The second relevant generalization of this ``gamma hierarchy'' concerns
$q$\--deformations.

\bigskip

\noindent
{\bf B) $\bf q$-deformed gamma, higher gamma and Bloch-Wigner functions}
\bigskip

The $q$-deformations of $G_0 (x) = \Gamma_0 (x) = x$ and of $G_1 (x) =
\Gamma_1 (x) = \Gamma (x)$ are classical [21]
$$
\Gamma_{0,q} (x) = [ x]_q = \frac{1-q^x}{1-q}
\eqno(27a)
$$
and
$$
\Gamma_{1,q} (x) = (1-q)^{1-x} \prod_{a=0}^\infty [1 +a]_q [x+a]_q^{-1} .
\eqno(27b)
$$
Notice the simplicity of (27b), as compared to eq.~(8).  The
$q$\--deformation of eq.~(9) we find to be
$$
\Gamma_{1,q}(x) \Gamma_{1,q} (1-x) = i (1-q) (q; q)_\infty^3 q^{{1
\over 8} - {x \over 2}}
\frac{1}{\vartheta_1 (\pi \tau x | \tau )}
\eqno(28a)
$$
where
$$
q = e^{i2 \pi \tau}
$$
$$
(q; q)_\infty = \prod_{a=1}^\infty (1-q^a )
\eqno(28b)
$$
$$
\vartheta_1 (u | \tau ) = 2 q^{1/8} \sin u \prod_{n=1}^\infty
(1-2q^n \cos 2u + q^{2n})(1-q^n) .
$$
In the Jacobi theta function $\vartheta_1$ we have used $q$ related to
$\tau$ as in (28b) rather than the often encountered $\hat{q} = e^{i \pi
\tau}$.  Askey [22] has already pointed out that $\Gamma_{1,q} (x) $
$\Gamma_{1,q}(1-x)$ should involve Jacobi theta functions.  Our equation
(28) makes this fact explicit.  The Jacobi $\vartheta_1$\--function is thus
the $q$\--deformation of the trigonometric sine function.

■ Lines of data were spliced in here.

PR #1310, opened 2021-12-12
Make up spins up local grapl via Nomad. 

ghost:
This sets make up to spin up the local grapl environment via Nomad instead of the old docker-compose
We're keeping up-detach for the moment as an alias

### DIFF
--- a/Makefile
+++ b/Makefile
@@ -391,9 +391,6 @@ up: build ## Bring up local Grapl and detach to return control to tty
 		pulumi
 	echo "Pulumi complete"
 
-.PHONY: up-detach
-up-detach: up ## Bring up local Grapl and detach to return control to tty
-
 .PHONY: down
 down: ## docker-compose down - both stops and removes the containers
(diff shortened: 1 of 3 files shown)


colin-grapl (approved):

Makefile
```diff
@@ -397,6 +391,9 @@ up-detach: build ## Bring up local Grapl and detach to return control to tty
 		pulumi
 	echo "Pulumi complete"
 
+.PHONY: up-detach
+up-detach: up ## Bring up local Grapl and detach to return control to tty
```
christophermaier, line 395: I'd just go ahead and delete this. There's a small enough number of engineers working on this that telling them "don't use `up-detach` anymore" is reasonable. Also, there's nothing here to indicate that this is a short-term alias; I think there would be a good chance that this ends up staying around for longer, potentially causing confusion.

christophermaier (approved):
Approved, but with a suggestion.

PR #1312, opened 2021-12-14
Hook Plugin Registry up to Nomad, and plumb through a very basic integration smoke-test.

wimax-grapl:
This is precursor work for https://app.zenhub.com/workspace/o/grapl-security/issue-tracker/issues/719
Just a very basic skeleton of a test framework, so that people can add real, valuable tests later.

- Add a `nomad job validate` that would have unblocked an issue Colin had.
- Build plugin-registry with make build
- add plugin-registry as a service to nomad
- add a smoketest integration test for plugin-registry
- add a fake implementation of GetGeneratorsForEventSourceRequest so that we can run this integration test against something. 

make test-integration

### DIFF
--- a/src/rust/plugin-registry/src/client.rs
+++ b/src/rust/plugin-registry/src/client.rs
@@ -129,8 +129,8 @@ where
         self.inner
             .get_generators_for_event_source(GetGeneratorsForEventSourceRequestProto::from(request))
             .await
-            .expect("todo");
-        todo!()
+            .map(|resp| resp.into_inner().try_into().expect("proto to rs"))
+            .map_err(|_status| PluginRegistryServiceError::TodoImplementThisEnumError())
     }
     /// Given information about a tenant, return all analyzers for that tenant
     pub async fn get_analyzers_for_tenant(
--- a/src/rust/plugin-registry/src/client.rs
+++ b/src/rust/plugin-registry/src/client.rs
@@ -1,3 +1,5 @@
+use std::time::Duration;
+
 use rust_proto::plugin_registry::{
     plugin_registry_service_client::PluginRegistryServiceClient as _PluginRegistryServiceClient,
     CreatePluginRequest,
@@ -19,9 +21,13 @@ use rust_proto::plugin_registry::{
     TearDownPluginRequestProto,
     TearDownPluginResponse,
 };
-use tonic::codegen::{
-    Body,
-    StdError,
+pub use tonic::transport::Channel;
+use tonic::{
+    codegen::{
+        Body,
+        StdError,
+    },
+    transport::Endpoint,
 };
 
 use crate::server::PluginRegistryServiceError;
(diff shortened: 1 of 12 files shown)


src/rust/plugin-registry/src/client.rs
```diff
@@ -33,6 +39,33 @@ pub struct PluginRegistryServiceClient<T> {
     inner: _PluginRegistryServiceClient<T>,
 }
 
+const HOST_ENV_VAR: &'static str = "GRAPL_PLUGIN_REGISTRY_HOST";
+const PORT_ENV_VAR: &'static str = "GRAPL_PLUGIN_REGISTRY_PORT";
+
+impl PluginRegistryServiceClient<Channel> {
```
wimax-grapl, line 45: this is basically the same code as model-plugin-deployer/src/client.rs - our other extant rust grpc service

src/rust/plugin-registry/src/client.rs
```diff
@@ -96,8 +129,8 @@ where
         self.inner
             .get_generators_for_event_source(GetGeneratorsForEventSourceRequestProto::from(request))
             .await
-            .expect("todo");
-        todo!()
+            .map(|resp| resp.into_inner().try_into().expect("proto to rs"))
+            .map_err(|_status| PluginRegistryServiceError::TodoImplementThisEnumError())
```
wimax-grapl, line 133: i just needed some concrete PluginRegistryServiceError to get this to compile

src/rust/plugin-registry/src/server.rs
```diff
@@ -135,18 +145,17 @@ impl PluginRegistryService for PluginRegistry {
...
 }
 
-pub async fn exec_service() -> Result<(), Box<dyn std::error::Error>> {
+pub async fn exec_service(socket_addr: SocketAddr) -> Result<(), Box<dyn std::error::Error>> {
     let (mut health_reporter, health_service) = tonic_health::server::health_reporter();
     health_reporter
         .set_serving::<PluginRegistryServiceServer<PluginRegistry>>()
         .await;
 
-    let addr = "[::1]:50051".parse().unwrap();
```
wimax-grapl, line 144: no more hardcoding! pass in the port

docker-compose.build.yml
```diff
@@ -83,6 +83,15 @@ services:
       args:
         - RUST_BUILD=${RUST_BUILD:-debug}
 
+  plugin-registry:
```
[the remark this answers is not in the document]
wimax-grapl: GOOD CATCH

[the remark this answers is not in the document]
wimax-grapl: i might even automate this

src/rust/plugin-registry/src/server.rs
```diff
@@ -124,7 +129,12 @@ impl PluginRegistryService for PluginRegistry {
         &self,
         _request: Request<GetGeneratorsForEventSourceRequestProto>,
     ) -> Result<Response<GetGeneratorsForEventSourceResponseProto>, Status> {
-        todo!()
+        // Stub implementation, for integration test smoke-test purposes.
+        // Replace with a real implementation soon!
+        let message = _request.into_inner();
+        Ok(Response::new(GetGeneratorsForEventSourceResponseProto {
+            plugin_ids: [message.event_source_id].into_iter().flatten().collect(),
+        }))
```
colin-grapl, line 137: It might make sense to just leave this as `todo` and mark the test as `#[should_panic]` or something

colin-grapl (approved):

src/rust/plugin-registry/src/server.rs
wimax-grapl: _yes_ but I want to test that we get a real response. should_panic could result from any number of things, like the client not working. should_panic doesn't guarantee we have a real connection

wimax-grapl: i think a response that's explicitly "yo this is a fake" would be the better solution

Higher gamma and trigonometric functions can be similarly $q$\--deformed.
For instance, we define the $q$\--{\em deformed higher trigonometric} function
as
(see eq.~(17))
$$
\Lambda_{2,q} (x) = \prod_{k=1}^\infty
\frac{\Gamma_{1,q}(-x+k)}{\Gamma_{1,q}(x+k)} (1-q)^{-2x}  .
\eqno(29)
$$
The logarithm of $\Lambda_2$ will then correspond to a $q$\--deformed
${\cal D}_2$ function (Eq.~(19)), itself closely related to a
$q$\--deformed Bloch\--Wigner function $D_{2,q}$.
We shall refer to $\log \Lambda_{2,q}$ as a $q$\--deformed Bloch\--Wigner
function, though, strictly speaking, it is ${\cal D}_2$ and {\em not}
$D_2$ whose $q$\--deformation this provides.
A similar $q$-deformed Bloch\--Wigner function was considered in a
different approach by Bloch and Zagier [23].  For the $q$\--analogue of
the $n=2$ case of eqs.~(18), (19) we then readily find
$$
\log \Lambda_{2,q} (x) = \frac{1}{1-q} \int_0^{q^x}
\frac{d_q z}{z} \left \{ \log
 \left [
\frac{iq^{-1/8} z ^{-1/2}}{(q;q)_\infty} \vartheta_1 \left (
\frac{\log z}{2i} | \tau \right ) \right ]\right \}
\eqno(30)
$$
with $\tau, (q; q)_\infty$ and $\vartheta_1$ as in (28b) and $\int d_q z$
standing for Jackson $q$\-- integration [21].  The $q$\--integral of $z^{-1}
\log \vartheta_1$ is thus the $q$\--deformation of the dilogarithmic
expression of eq.~(19).  Similar considerations apply to the
$q$\--deformation of the higher trigonometric functions and of the higher
polylogarithms.

\bigskip
\noindent
{\bf 4.  THE ARRAY OF GAMMA AND ZETA FUNCTIONS AND THEIR SYMMETRIC
SPACES}
\bigskip

With the principals all in place, we can now arrange them in an array
from which their relations become clear.  In this section we present the
array as a mathematical construct.  In the next section we shall show that
to each ``site'' in this array corresponds  a physical scattering
problem with ``geometric'' Jost function. The array is presented in Fig.~1.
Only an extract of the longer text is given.